» Exercise
Wherever "outcome" shows up in the records below, copy the whole line.
┄┄┄┄┄┄┄┄┄┄┄┄┄┄┄┄┄┄┄┄
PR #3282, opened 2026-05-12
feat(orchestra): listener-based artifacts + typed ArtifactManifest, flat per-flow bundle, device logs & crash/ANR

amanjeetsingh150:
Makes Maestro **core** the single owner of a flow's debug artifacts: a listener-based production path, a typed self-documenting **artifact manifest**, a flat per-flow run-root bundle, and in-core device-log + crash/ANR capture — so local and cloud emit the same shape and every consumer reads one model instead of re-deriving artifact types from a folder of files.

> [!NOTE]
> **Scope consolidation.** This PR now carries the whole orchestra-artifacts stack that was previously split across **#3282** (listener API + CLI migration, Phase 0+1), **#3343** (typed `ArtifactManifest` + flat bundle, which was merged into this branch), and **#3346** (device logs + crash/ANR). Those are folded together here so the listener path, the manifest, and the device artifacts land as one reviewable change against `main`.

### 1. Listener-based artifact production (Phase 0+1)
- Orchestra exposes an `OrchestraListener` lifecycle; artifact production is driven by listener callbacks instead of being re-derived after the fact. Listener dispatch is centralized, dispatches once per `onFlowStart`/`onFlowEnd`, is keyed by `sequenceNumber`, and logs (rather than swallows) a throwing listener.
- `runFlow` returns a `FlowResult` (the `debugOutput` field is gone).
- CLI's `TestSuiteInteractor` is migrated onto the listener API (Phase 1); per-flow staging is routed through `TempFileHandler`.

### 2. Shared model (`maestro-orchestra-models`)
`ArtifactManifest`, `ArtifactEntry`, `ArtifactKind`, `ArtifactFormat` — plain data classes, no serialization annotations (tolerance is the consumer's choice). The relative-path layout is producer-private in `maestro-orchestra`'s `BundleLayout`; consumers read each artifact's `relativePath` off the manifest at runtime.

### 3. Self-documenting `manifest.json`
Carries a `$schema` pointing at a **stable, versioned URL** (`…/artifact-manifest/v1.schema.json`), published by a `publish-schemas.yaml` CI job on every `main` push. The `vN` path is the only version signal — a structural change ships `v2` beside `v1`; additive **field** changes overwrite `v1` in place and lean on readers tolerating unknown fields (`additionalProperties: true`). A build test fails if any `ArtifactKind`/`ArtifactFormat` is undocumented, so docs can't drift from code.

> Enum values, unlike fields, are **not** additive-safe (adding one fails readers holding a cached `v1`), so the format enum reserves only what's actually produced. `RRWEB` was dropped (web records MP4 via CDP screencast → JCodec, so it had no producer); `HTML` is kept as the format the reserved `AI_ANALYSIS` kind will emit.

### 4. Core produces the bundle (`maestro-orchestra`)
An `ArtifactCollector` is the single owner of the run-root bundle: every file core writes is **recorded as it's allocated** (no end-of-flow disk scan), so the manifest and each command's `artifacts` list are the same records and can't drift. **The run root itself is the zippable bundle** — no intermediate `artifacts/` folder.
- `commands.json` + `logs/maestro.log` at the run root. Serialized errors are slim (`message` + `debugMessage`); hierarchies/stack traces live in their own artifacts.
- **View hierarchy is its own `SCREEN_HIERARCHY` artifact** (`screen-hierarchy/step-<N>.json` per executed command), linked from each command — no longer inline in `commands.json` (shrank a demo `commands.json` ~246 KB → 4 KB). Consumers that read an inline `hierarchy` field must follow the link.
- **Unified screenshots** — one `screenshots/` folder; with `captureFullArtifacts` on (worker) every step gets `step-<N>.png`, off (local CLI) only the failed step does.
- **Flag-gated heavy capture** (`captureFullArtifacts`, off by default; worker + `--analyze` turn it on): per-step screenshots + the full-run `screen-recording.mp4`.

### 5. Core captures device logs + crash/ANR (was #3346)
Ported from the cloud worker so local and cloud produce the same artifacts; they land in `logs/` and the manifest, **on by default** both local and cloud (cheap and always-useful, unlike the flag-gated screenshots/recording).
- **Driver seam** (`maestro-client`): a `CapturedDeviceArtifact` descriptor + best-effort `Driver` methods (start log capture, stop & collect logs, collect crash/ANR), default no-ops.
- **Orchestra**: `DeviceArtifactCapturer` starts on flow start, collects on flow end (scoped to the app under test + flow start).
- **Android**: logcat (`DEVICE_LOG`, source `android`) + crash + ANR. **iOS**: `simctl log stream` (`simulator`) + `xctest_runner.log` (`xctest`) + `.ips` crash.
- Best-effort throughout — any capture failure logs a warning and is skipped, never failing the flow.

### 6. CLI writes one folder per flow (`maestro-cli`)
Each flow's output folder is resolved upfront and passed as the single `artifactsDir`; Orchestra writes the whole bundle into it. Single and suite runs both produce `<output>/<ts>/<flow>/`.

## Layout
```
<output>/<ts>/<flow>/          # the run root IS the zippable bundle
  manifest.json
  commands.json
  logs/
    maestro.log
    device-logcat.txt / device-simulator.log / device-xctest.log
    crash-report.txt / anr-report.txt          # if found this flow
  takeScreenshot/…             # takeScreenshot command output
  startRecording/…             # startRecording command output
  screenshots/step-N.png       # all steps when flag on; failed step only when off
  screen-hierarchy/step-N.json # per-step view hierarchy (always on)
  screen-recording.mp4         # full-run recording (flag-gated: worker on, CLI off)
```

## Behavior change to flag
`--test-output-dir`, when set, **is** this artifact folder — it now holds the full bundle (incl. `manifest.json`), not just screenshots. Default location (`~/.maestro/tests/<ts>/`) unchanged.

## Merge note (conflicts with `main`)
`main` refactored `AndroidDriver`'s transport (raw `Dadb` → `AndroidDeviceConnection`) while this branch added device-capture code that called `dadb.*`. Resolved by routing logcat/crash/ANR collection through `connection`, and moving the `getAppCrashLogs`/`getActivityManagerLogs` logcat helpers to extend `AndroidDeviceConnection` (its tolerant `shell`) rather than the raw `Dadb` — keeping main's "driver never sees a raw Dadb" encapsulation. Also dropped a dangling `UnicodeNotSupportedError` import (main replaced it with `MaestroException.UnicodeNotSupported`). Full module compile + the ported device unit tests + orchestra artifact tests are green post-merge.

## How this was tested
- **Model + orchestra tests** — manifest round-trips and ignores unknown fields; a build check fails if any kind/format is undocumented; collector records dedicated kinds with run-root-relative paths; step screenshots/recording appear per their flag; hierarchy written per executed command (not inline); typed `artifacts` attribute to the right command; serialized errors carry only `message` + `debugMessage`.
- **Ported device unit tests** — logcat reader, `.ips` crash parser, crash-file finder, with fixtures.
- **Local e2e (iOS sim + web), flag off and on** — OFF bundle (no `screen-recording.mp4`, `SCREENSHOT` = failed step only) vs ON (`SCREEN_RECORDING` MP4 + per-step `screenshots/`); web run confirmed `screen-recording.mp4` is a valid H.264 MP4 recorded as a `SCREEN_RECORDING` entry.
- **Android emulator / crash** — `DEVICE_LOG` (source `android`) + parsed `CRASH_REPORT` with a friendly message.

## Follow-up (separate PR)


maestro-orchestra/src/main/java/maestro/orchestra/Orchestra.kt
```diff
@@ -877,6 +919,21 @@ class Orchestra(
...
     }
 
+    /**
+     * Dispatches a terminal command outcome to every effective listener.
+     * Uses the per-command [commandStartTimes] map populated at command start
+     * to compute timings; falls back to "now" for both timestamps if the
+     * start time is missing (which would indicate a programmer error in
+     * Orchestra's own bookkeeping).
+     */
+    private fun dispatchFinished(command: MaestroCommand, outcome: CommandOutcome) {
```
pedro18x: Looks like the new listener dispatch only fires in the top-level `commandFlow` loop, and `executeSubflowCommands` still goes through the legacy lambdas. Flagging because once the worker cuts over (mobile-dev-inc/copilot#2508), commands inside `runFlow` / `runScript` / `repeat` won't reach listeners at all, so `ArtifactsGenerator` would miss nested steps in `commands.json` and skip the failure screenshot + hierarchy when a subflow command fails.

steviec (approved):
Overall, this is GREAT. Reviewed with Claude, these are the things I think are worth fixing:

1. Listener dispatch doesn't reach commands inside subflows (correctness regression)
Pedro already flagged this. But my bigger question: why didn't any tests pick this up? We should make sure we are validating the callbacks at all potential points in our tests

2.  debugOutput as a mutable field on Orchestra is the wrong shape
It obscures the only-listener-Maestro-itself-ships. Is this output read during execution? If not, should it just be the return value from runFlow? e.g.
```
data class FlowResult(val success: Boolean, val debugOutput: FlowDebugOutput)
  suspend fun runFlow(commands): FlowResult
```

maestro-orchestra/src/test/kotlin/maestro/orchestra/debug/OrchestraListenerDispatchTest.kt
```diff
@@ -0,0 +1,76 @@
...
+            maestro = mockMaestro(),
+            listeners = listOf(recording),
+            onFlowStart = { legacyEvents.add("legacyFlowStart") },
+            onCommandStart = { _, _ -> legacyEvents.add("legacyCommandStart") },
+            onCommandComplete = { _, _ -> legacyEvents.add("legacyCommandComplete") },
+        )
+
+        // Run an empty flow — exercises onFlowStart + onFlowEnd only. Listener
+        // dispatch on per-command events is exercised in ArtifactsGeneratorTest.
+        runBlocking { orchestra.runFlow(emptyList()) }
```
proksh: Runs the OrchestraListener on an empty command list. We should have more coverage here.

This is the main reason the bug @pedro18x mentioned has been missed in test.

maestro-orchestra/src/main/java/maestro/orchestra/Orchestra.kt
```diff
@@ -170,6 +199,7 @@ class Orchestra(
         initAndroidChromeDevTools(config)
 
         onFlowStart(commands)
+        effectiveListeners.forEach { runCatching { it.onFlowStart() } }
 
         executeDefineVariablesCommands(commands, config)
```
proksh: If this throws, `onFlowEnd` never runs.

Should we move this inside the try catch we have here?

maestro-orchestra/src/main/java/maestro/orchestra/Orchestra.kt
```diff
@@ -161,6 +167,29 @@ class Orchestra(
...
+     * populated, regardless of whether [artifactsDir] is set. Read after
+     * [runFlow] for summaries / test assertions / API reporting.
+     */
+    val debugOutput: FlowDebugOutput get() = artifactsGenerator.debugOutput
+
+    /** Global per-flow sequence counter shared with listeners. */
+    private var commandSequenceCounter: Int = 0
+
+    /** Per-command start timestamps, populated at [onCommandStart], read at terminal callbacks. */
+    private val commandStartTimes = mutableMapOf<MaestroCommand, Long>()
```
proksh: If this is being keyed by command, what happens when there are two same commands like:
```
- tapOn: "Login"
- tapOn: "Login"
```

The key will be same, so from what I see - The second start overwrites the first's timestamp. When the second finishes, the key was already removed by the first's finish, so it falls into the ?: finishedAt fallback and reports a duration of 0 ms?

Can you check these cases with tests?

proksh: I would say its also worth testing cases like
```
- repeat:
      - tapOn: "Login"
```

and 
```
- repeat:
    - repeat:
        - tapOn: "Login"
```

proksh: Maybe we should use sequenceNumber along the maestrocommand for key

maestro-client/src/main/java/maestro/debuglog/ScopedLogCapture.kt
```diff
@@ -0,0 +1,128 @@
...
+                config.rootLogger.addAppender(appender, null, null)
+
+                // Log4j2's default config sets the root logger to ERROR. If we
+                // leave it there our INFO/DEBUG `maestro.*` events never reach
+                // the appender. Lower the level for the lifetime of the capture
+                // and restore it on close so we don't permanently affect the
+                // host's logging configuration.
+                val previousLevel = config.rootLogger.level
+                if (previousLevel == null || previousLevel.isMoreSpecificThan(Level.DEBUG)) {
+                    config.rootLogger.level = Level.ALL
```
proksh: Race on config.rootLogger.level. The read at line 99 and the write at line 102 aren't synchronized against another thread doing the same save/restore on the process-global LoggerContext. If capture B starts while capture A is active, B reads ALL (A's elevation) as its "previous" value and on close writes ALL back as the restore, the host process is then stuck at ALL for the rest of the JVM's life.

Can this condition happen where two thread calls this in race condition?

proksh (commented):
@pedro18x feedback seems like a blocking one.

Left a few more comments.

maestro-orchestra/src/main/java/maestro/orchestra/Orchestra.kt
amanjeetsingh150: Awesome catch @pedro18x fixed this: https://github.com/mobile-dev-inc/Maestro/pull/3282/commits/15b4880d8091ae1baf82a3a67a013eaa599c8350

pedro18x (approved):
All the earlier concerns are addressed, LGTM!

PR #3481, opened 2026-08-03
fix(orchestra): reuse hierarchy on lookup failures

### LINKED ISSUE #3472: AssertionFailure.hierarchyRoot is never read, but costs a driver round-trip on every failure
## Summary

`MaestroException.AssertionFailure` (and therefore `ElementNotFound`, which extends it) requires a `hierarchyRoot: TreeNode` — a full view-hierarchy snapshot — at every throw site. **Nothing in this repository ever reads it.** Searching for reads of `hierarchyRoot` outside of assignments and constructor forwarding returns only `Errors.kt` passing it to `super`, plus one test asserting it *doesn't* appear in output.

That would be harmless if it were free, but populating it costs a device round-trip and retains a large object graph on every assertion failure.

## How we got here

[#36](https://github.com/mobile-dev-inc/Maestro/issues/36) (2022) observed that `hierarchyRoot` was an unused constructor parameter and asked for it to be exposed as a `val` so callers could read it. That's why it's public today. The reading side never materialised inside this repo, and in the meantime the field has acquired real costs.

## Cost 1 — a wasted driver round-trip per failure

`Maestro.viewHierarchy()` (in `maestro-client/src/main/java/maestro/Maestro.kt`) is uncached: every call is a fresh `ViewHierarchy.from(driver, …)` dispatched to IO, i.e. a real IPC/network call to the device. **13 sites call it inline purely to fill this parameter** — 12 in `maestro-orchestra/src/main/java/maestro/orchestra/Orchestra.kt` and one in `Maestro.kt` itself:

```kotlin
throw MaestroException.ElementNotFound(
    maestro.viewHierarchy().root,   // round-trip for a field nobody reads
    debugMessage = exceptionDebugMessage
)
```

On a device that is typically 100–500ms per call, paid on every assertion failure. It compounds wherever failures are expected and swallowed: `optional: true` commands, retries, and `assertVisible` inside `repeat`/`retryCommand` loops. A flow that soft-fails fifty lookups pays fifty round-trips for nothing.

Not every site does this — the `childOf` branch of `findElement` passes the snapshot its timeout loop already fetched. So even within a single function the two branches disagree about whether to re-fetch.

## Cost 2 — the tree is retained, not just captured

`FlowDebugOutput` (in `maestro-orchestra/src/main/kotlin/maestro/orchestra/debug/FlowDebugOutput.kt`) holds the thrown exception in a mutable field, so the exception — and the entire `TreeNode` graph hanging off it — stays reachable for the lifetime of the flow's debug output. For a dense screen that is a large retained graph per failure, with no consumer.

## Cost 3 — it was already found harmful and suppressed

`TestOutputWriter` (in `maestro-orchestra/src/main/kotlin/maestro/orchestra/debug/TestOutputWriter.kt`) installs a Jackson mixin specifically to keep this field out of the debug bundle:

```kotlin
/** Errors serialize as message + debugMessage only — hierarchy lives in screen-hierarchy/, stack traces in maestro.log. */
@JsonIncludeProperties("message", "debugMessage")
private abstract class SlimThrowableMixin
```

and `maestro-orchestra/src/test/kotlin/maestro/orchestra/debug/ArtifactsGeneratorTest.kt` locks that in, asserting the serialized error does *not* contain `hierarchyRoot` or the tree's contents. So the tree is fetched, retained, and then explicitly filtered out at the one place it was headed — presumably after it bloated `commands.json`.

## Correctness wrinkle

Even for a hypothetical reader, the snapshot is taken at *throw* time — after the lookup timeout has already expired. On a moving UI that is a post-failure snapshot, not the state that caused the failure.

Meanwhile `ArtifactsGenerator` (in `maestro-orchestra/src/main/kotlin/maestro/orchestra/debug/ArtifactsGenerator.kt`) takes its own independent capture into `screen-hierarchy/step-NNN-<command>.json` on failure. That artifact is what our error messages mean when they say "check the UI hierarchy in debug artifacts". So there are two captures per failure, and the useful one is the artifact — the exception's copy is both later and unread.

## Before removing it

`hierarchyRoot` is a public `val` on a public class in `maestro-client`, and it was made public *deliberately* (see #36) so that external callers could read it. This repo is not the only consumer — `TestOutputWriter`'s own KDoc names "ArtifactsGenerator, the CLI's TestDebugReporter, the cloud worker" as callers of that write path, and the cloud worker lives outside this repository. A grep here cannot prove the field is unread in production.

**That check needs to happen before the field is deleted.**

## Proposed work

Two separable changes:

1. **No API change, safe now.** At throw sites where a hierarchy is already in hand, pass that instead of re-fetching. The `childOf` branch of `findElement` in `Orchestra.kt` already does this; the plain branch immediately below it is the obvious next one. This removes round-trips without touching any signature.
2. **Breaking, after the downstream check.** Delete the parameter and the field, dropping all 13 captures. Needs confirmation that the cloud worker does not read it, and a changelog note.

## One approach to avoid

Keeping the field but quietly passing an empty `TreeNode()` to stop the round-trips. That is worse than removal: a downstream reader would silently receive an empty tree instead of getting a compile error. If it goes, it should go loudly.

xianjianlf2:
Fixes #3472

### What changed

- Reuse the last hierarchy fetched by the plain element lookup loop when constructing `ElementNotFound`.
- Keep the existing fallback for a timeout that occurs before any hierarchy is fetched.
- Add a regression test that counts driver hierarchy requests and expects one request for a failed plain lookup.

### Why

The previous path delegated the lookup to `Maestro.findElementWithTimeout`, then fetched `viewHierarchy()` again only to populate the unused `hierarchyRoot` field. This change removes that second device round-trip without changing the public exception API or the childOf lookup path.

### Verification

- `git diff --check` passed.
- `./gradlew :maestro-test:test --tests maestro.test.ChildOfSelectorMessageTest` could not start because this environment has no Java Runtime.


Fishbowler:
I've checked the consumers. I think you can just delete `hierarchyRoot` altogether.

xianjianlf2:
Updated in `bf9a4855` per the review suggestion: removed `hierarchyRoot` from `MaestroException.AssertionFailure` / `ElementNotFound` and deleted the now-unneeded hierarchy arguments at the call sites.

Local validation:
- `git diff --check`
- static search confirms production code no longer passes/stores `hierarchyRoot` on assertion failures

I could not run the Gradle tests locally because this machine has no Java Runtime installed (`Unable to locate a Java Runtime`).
┄┄┄┄┄┄┄┄┄┄┄┄┄┄┄┄┄┄┄┄
» Reply
+     * Dispatches a terminal command outcome to every effective listener.
+    private fun dispatchFinished(command: MaestroCommand, outcome: CommandOutcome) {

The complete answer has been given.